Flight planning spearheads EBACE campaign

 

Vol3-5The growing success of the ARINC flight planning services was the leading theme of the company’s presence at the European Business Aviation Conference and Exhibition (EBACE) in Geneva on May 3-6.

Customer interest in the ARINC Direct package of flight planning and other support services for business and VP aviation continues to increase, with more than a thousand flightplans now being delivered every day.

ARINC Direct offers a range of capabilities, from basic Web-based planning and filing all the way up to full international trip planning. Functions include online fuel ordering, advance passenger information system (APIS) manifests, weather information, Notams, aeronautical charts, and flight tracking.

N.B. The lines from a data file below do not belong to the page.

PR #231, opened 2026-08-27
Jp/dev key helper

Pro7ech:
# Reuse GGLWE keys across precision

## Summary

This PR lets GGLWE evaluation keys be reused at coarser decompositions, instead of requiring a separate key for each precision. A key stored with digit size `D` can now be used at any multiple of `D` by selecting the matching rows from the original key.

It also changes high-level APIs so callers provide a key source, not one fixed key. Operations ask that source for the automorphism or tensor key they need at the precision they will actually use. This lets one key set support CKKS provide optimal keys for operations happening at different levels.

## What Changed

- Added selected-row extraction for prepared matrices in `poulpy-hal`, with reference, AVX2, AVX-512, NEON, and Rayon support.
- Added `GetAutomorphismKey` and `GetTensorKey` helpers in `poulpy-core` so callers can choose how keys are stored and resolved.
- Added `GGLWEPrepared::with_dsize` and related layout metadata so a prepared GGLWE key can be viewed at a coarser digit size.
- Updated core operations to take concrete prepared key backend views instead of generic prepared-key type parameters. This is a change was triggered by the key wrapper implementing the same API for different types, requiring full qualified calls (e.g. `to_backend_ref()`)
- Updated CKKS multiplication, squaring, polynomial, approximation, EvalMod, slot-product, and coefficient/slot conversion paths to resolve keys through the new key-source APIs.
- Added `ckks_conjugate_rotate_into`, which performs the fused conjugate-and-rotate operation needed by PaCo.
- Removed the separate conjugation-key plumbing. Rotation keys now provide conjugation through the same automorphism-key source.
- Updated bin-FHE call sites to pass key views through the new signatures.

## Fixes

- Fixed cross-radix tensor relinearization so the DFT operand width comes from the actual input precision instead of the storage precision.
- Made missing CKKS automorphism-key errors report the precision used for the lookup.
- Made `ckks_mul_tmp_bytes` size its tensor temporary from operand precision, instead of the destination's pre-call precision.

## Breaking Changes

- Core evaluation-key operations now take backend key views such as `&GGLWEPreparedBackendRef`, `&GLWEAutomorphismKeyPreparedBackendRef`, `&GGSWPreparedBackendRef`, and `&GGLWEToGGSWKeyPreparedBackendRef`.
- CKKS ciphertext-ciphertext operations now take tensor-key sources and resolve keys at their working precision.
- Coeffs-to-slots and slots-to-coeffs entry points now take one automorphism-key source, including the conjugation element.
- `GLWEAutomorphismKeyHelper`, `CKKSAtkBounds`, separate conjugation-key fields, and the extra generic prepared-key bounds on operation signatures were removed.


poulpy-ckks/src/default/paco/bootstrap.rs
```diff
@@ -224,50 +292,20 @@ where
...
-    validate_gadget_backend_view(
-        "PaCo tensor key",
-        keys.tensor_key(),
-        &tensor_view,
-        plan.n(),
-        context.base2k(),
-        working_size,
-    )?;
-
+    // Every key is checked once, at the branch's working precision. A key that
```
jdumezy, line 295: I think PaCo checks keys only at the initial working precision, while later stages resolve them again after precision decreases. Maybe we should validate and size keys at every precision reached by the schedule?

poulpy-ckks/src/delegates/mul.rs
```diff
@@ -35,6 +51,9 @@ where
         B: CKKSCtBounds,
         T: GGLWEInfos,
     {
+        // Sizing takes the key, not a decomposition: which effective `dsize` the
```
jdumezy, line 54: Scratch sizing uses the stored tensor-key layout, but execution may resolve a coarsened view requiring additional row-extraction space. Could sizing resolve the key at the operation’s actual precision?

poulpy-core/src/default/linear_transformation/baby_steps.rs
```diff
@@ -199,21 +198,25 @@ pub(super) fn glwe_prepare_linear_transformation_baby_steps<BE, M, A, H, K>(
...
-    let has_nonzero_rotation = cache.values.keys().any(|&rot| rot != 0);
-    let (use_hoisted, key_size) = if has_nonzero_rotation {
-        let key_infos = keys.automorphism_key_infos();
-        (
-            a.base2k() == key_infos.base2k(),
-            gglwe_product_output_size::<BE, _, _, _>(a, a, &key_infos),
-        )
-    } else {
-        (false, a.size())
+    // Baby rotations rotate the source, so their keys are the ones the source's
```
jdumezy, line 203: The first baby-step key determines the hoisted path and sizing, although later rotations may resolve keys with different layouts. This decision should probably be derived from all keys used by the transform?

poulpy-core/src/default/linear_transformation/prepared_giants.rs
```diff
@@ -190,28 +188,32 @@ pub(super) fn glwe_eval_giant_steps<BE, M, R, P, H, K>(
...
-            &key_infos,
-            nonzero_giant_rotations,
-            prod_size.saturating_sub(res.size()),
-        );
-        (bases_match, output_size)
-    } else {
-        // No giant rotation: BIG-flow accumulator is always valid (no key required).
-        (true, res.size())
-    };
+    // Giant rotations rotate the post-product destination, so their keys are
```
jdumezy, line 190: The giant-step path and output size are based only on the first key, but subsequent keys are resolved independently.

poulpy-ckks/src/default/paco/bootstrap.rs
Pro7ech: That isn't needed. If a key is valid at precision $K$ then it will also be at precision $k < K$, including for the different dsizes.

poulpy-ckks/src/delegates/mul.rs
Pro7ech: Coarsening is part of the caller-owned key lookup policy. Callers that resolve a coarsened key at a given operation precision should use the same resolved key view when calling *_tmp_bytes. The coarsened prepared view carries the stride, so scratch sizing includes the selected-row extraction buffer. The issue is rather than GGLWELayout should allow to described coarsed keys. I'll add the stride argument to make it complete.

Pro7ech: Now the user can resolve with 

```rust
let key_layout = stored_layout.at_dsize(selected_dsize)?;
let scratch_bytes = module.glwe_tensor_relinearize_tmp_bytes(&res, &tensor, &key_layout);
```

poulpy-core/src/default/linear_transformation/baby_steps.rs
Pro7ech: I agree, fixing that

poulpy-core/src/default/linear_transformation/prepared_giants.rs
Pro7ech: Addressed as the same time as the one for the babies

poulpy-cpu-avx512/src/ntt3x42_ifma/vmp.rs
```diff
@@ -1130,3 +1130,36 @@ fn vmp_apply_dft_to_dft_digits_strided_ifma_inner<E: TaskExecutor>(
...
+    let cols_in: usize = a.cols_in();
+    let (res_rows, res_nrows, res_ncols) = (res.rows(), res.rows() * cols_in, res.cols_out() * res.size());
+    let (a_nrows, a_ncols) = (a.rows() * cols_in, a.cols_out() * a.size());
+    let n_blk_quads: usize = n / 8;
+    // Same strides as the prepare kernel above, per matrix shape.
+    let (res_bq, res_col) = (res_ncols * res_nrows * 16, res_nrows * 16);
+    let (a_bq, a_col) = (a_ncols * a_nrows * 16, a_nrows * 16);
+    let span: usize = cols_in * 16;
+
+    let src: &[u64] = cast_slice(a.raw());
```
jdumezy: The following test fails:

```bash
RUSTFLAGS='-Ctarget-feature=+avx512f,+avx512ifma,+avx512vl' \
      cargo test -p poulpy-cpu-avx512 \
      --features enable-avx512f,enable-ifma,enable-ckks \
      ntt3x42_ifma::tests::ntt3x42_ifma_tests::vmp::test_vmp_extract_selected_rows -- --exact
```

Result: panic because 147,456 bytes are requested from a 98,304-byte packed buffer. The kernel should probably access the underlying packed bytes directly, as the other IFMA kernels do, to avoid the 16 bytes/24 bytes mismatch.

poulpy-core/src/default/linear_transformation/baby_steps.rs
```diff
@@ -224,25 +234,16 @@ pub(super) fn glwe_prepare_linear_transformation_baby_steps<BE, M, A, H, K>(
...
-                        .get_automorphism_key(module.galois_element(rot))
-                        .unwrap_or_else(|| panic!("missing automorphism key for baby-step rotation {rot}"));
-                    (key.p(), key.to_backend_ref())
-                })
-            })
-            .collect();
         let mut tasks: Vec<_> = cache.values.iter_mut().map(|(&rot, prepared)| (rot, prepared)).collect();
         let workers = worker_count::<BE::TaskExecutor>(BABY_ROTATION_WORKERS, tasks.len());
-        let key_infos = keys.automorphism_key_infos();
+        let product_bytes = key_refs
```
jdumezy: I think the public scratch query still underallocates for heterogeneous keys. `glwe_prepare_linear_transformation_baby_steps_tmp_bytes(a, key)` sizes one key using that key’s own output width, but execution first selects the maximum output width across all resolved keys and then evaluates every key’s product scratch at that shared width.

I reproduced this with two valid resolved keys: one reports 32000 bytes and a coarsened key reports 29376 bytes. Allocating max(...) = 32000 panics at the scratch split on line 250.

poulpy-cpu-avx512/src/ntt3x42_ifma/vmp.rs
Pro7ech: Yes, this stems from the change in layout, exactly a 1.5x mismatch. I unfortunately don't always have access to a machine with avx512, thanks for testing it.

jdumezy (approved):

PR #244, opened 2026-08-28
Jdmz/ntt pairwise dsize fusion

jdumezy:


Pro7ech (approved):
Good one 💪 Hope it can also apply to GPU

PR #246, opened 2026-08-29
Canonicalize partial limbs in linear transforms

jdumezy:
Fixes a but where the observed precision in the first few slots was significantly lower than in the rest of the slots after a linear transform.


poulpy-core/src/api/linear_transformations.rs
```diff
@@ -97,6 +97,7 @@ pub trait GLWELinearTransformations<BE: Backend> {
     fn glwe_eval_linear_transformation_into<R, P, H>(
         &self,
         cnv_offset: usize,
+        res_k: usize,
```
Pro7ech: Already available on R. Besides I think there is something wrong if the correction of the issue requires to modify the public API.

Pro7ech (changes requested):
I think the solution is over complicated. I'd suggest simply adding an API on HAL to canoncalize VecZnx, similar to the normalization API. I believe canonical representation deserves at least a flag, so I working on a more permanent solution to be deployed in parallel to the normalization state compile time error. In the mean time, manually calling the canonicalization in the linear transformation using the new HAL API is a good temporary solution.

poulpy-ckks/src/test_suite/linear_transformation.rs
```diff
@@ -57,6 +60,33 @@ fn complex_diagonals<F: TestScalar>(diag_indices: &[usize], m: usize) -> Complex
     ComplexDiagonals::new(re, im)
 }
 
+fn assert_partial_limb_canonical<BE, C>(ct: &C)
```
Pro7ech: Remove this test as the path for canonicalization is not in HAL (which should have its own tests).

poulpy-core/src/default/linear_transformation/baby_steps.rs
```diff
@@ -110,7 +112,14 @@ where
     let hoisted = hoisted_a_dft + scratch_workers::<BE::TaskExecutor>(BABY_ROTATION_WORKERS) * hoisted_worker;
 
     let fallback = baby + module.glwe_automorphism_tmp_bytes(a_infos, a_infos, key_infos).max(prepare);
-    hoisted.max(fallback).max(prepare)
+    let prepare_babies = hoisted.max(fallback).max(prepare);
+    let needs_canonicalization =
```
Pro7ech: Simpler: add a flag in VecZnx: `is_canonical: bool` and a method `.is_canonical() -> bool`

poulpy-core/src/default/linear_transformation/baby_steps.rs
```diff
@@ -110,7 +112,14 @@ where
...
+        !a_infos.k().as_usize().is_multiple_of(a_infos.base2k().as_usize()) || a_infos.size() < a_infos.max_size();
+    if needs_canonicalization {
+        baby + prepare_babies.max(module.vec_znx_canonicalize_tmp_bytes())
```
Pro7ech: Why does canonicalization need tmp bytes?

poulpy-core/src/default/linear_transformation/lazy.rs
```diff
@@ -221,4 +222,22 @@ pub(super) fn glwe_normalize_big_into<BE, M, R>(
             &mut scratch.borrow(),
         );
     }
+    for col in 0..cols {
+        module.vec_znx_canonicalize(res_base2k, res_k, &mut res_ref.data, col, &mut scratch.borrow());
+    }
+}
+
+pub(super) fn glwe_canonicalize<BE, M, R>(module: &M, res: &mut R, scratch: &mut ScratchArena<'_, BE>)
```
Pro7ech: I don't think canonicalization at the core and above should be something public and exposed by the user. I see it as a maintenance operation that should be handled automatically by ops that would "uncanoncalize" canonical inputs.

There aren't many of those (essentially keyswitch and cnv) so the canonicalization should be surgically introduced there as a post processing op. Instead of having to preemptively canonicalize inputs everywhere this could result in a precision degradation.

poulpy-cpu-ref/src/reference/vec_znx/canonicalize.rs
```diff
@@ -0,0 +1,50 @@
+use poulpy_hal::layouts::{Backend, HostDataMut, VecZnxBackendMut, ZnxView, ZnxViewMut};
+
+#[inline]
+fn split_digit(base2k: usize, value: i128) -> (i64, i128) {
```
Pro7ech: Since canonicalization performs a full limb overpass, wouldn't it be better at this point to merge canonicalization with normalization? This would also simplify the model with value certified being normalized being also canonical.

Pro7ech (approved):

PR #254, opened 2026-09-01
Make BinFHE key preparation and execution device-generic

jdumezy:


poulpy-bin-fhe/src/blind_rotation/algorithms/cggi/key_prepared.rs
```diff
@@ -72,3 +75,343 @@ where
         }
     }
 }
+
+#[cfg(test)]
+mod tests {
```
Pro7ech: What is this test for?

jdumezy: It is a regression test for device-generic key preparation. I agree it is too long for what it does. It can be reduced or removed.

Pro7ech: Yea, its most of the PR size. I wonder why such a test is needed in the first place, what it brings that cross backends in poulpy-hal or poulpy-core doesn't provide.

jdumezy: I'll remove it. I think the difference is that they (cross backends in poulpy-hal or poulpy-core) test transfers between distinct backend types, not truly opaque/device storage.

Pro7ech (approved):

PR #255, opened 2026-09-01
Jp/move normalize flag

### LINKED ISSUE #212: Move `Unormalized` state to poulpy-hal
poulpy-ckks currently has an experimental `Unormalized` state that enforce compile time invalid inputs for ops that MUST take as input normalized values. This works well and should be generalized by moving that to poulpy-hal to automatically apply it to the entire workspace.

Pro7ech:
# Move the `Unnormalized` state to `poulpy-hal`

Fixes #212.

The carry-normalization state, previously CKKS-only, is now a type parameter `VecZnx<D, W, S: NormalizationState = Normalized>` in `poulpy-hal`, propagated through `GLWE` and `CKKSCiphertext`. Feeding un-normalized digits to a DFT-domain primitive is a compile error.

## Rules

- Carry-producing ops require `Unnormalized` destinations, bound-preserving ops map an input state into any state it `FitsIn`, normalizing ops accept any destination, DFT-side inputs require `Normalized`.
- `into_unnormalized` is the free relabel; `normalize(self, ..)` is the only way back. No `assume_normalized` exists anywhere in the safe layer.
- Backend implementors get one explicit bypass for fused kernels: `poulpy_hal::oep::SetNormalizationState` (safe `set_unnormalized()`, unsafe `set_normalized()`). Never used in scheme code.

## Fixes surfaced by the types

Explicit normalizations added in encryption, tensor products, packing, prepared-giants and the bin-FHE CMUX/`FheUint` paths; the standard CGGI blind rotation now normalizes its accumulator per iteration.

Make it faster by explicit override in backends!


poulpy-cpu-arm/src/ntt4x30/rayon.rs
jdumezy, line 1: ARM Rayon backend no longer compiles. There is an omission of the newly required vmp_extract_selected_rows producing E0046 with enable-rayon. It should forward to the base NEON implementation, like AVX Rayon.

poulpy-hal/src/layouts/vec_znx.rs
```diff
@@ -69,30 +72,173 @@ impl VecZnxShape {
...
+impl<D: Data, W: ZnxWord, S: NormalizationState> VecZnx<D, W, S> {
+    /// Relabels this vector as [`Unnormalized`].
+    ///
+    /// Free and always sound: normalized digits are valid unnormalized digits.
+    /// This is the entry point of a fusion loop; [`Self::normalize`] is its exit.
+    ///
+    /// Relabelling a *borrowed view* (rather than the owner) leaves the owner's
+    /// label untouched, so a caller doing that must normalize the view in place
+    /// before the borrow ends.
+    pub fn into_unnormalized(self) -> VecZnx<D, W, Unnormalized> {
```
jdumezy: It seems that the normalization type-state can be bypassed safely. A caller can relabel a borrow, perform carry-producing operations, drop it, then use the unchanged Normalized owner in a DFT operation. Public raw mutattion paths such as data and as_scalar_znx_mut have the same issue. This defeats the advertised compile-time guarantee and can siletly corrupt results.

poulpy-core/src/default/encryption/glwe.rs
jdumezy, line 1: New normalization passes are missing from scratch-size contracts, notably public-key encryption, which advertises only vec_znx_big_normalize_tmp_bytes. No traitx guarantees ordinary normalization needs less scratch than big normalization. The tensor formulas have the same omission in poulpy-core/src/default/operations/glwe.rs. A valid custom backend using the exact advertised allocation can therefore most likely panic.

poulpy-cpu-arm/src/ntt4x30/rayon.rs
Pro7ech: It actually predates this PR, compilation check for NEON wasn't in the CI job. I'll fix it in this PR.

ARINC Direct currently supports more than 2,000 aircraft worldwide. Around 350 of these are based in the Europe, Middle East and Africa (EMEA) region, where the customer base has grown by a hundred aircraft in the past 12 months. Significant demand is also emerging in Asia, and ARINC has geared up to meet it by appointing a total of four new staff members in Delhi and in Singapore.

Among the ARINC team at EBACE was James Hardie, senior manager for ARINC Direct in EMEA. Based in Crawley, UK, he and his team are backed by an operations centre at company headquarters in Annapolis, Maryland, where about 50 staff are dedicated to flight co-ordination, technical support and software development. “When we’re troubleshooting for customers we can rely on 24/7 telephone support from the operations centre and its on-call engineers,” he says.

Along with flight and trip planning, ARINC Direct provides passenger connectivity and datalink communications for the cockpit.

The Inmarsat and Iridium satellite systems are widely used for passenger voice, email and Internet access, and a number of other services are beginning to emerge. “We can facilitate phone and data connections via any flavour of satellite,” says Hardie. “As long as the necessary equipment is installed in the aircraft, we can make the connection. We have some great ideas in the works to make even better use of Inmarsat’s recently introduced SwiftBroadband service.”

A range of different technologies are available to support datalink communications to the cockpit and ARINC Direct can support them all – ARINC’s own VHF Data Link Mode 2 (VDLM2), high-frequency datalink (HFDL), Inmarsat and Iridium. Says Hardie: “Information that can be supplied direct to pilots wherever they may be in the world includes weather forecasts, Notams, departure and oceanic clearances, flightplans from our own system and from third-party providers like Jeppesen, and emails.”